PR #2618, opened 2019-01-28
relay-compiler false positive detecting circular references

robrichard:
The following error is thrown in some cases:

```
Error: Found a circular reference from fragment 'X'
```

This can happen when a fragment that uses `@argumentDefinitions` is referenced multiple times and the fragment has no selection due to the default arguments.

A workaround is to add a selection field (like `__typename`) that will always be present in the fragment.

I haven't investigated a fix for this, but this PR contains test cases demonstrating the issue and workaround.


josephsavona:
Thanks for reporting this and for the test case!

josephsavona:
Fixed in ba013f8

************

§ Your task: Would you please give the number of lines in this material containing the string "selection", with no further text?

§ Answer to this task: 2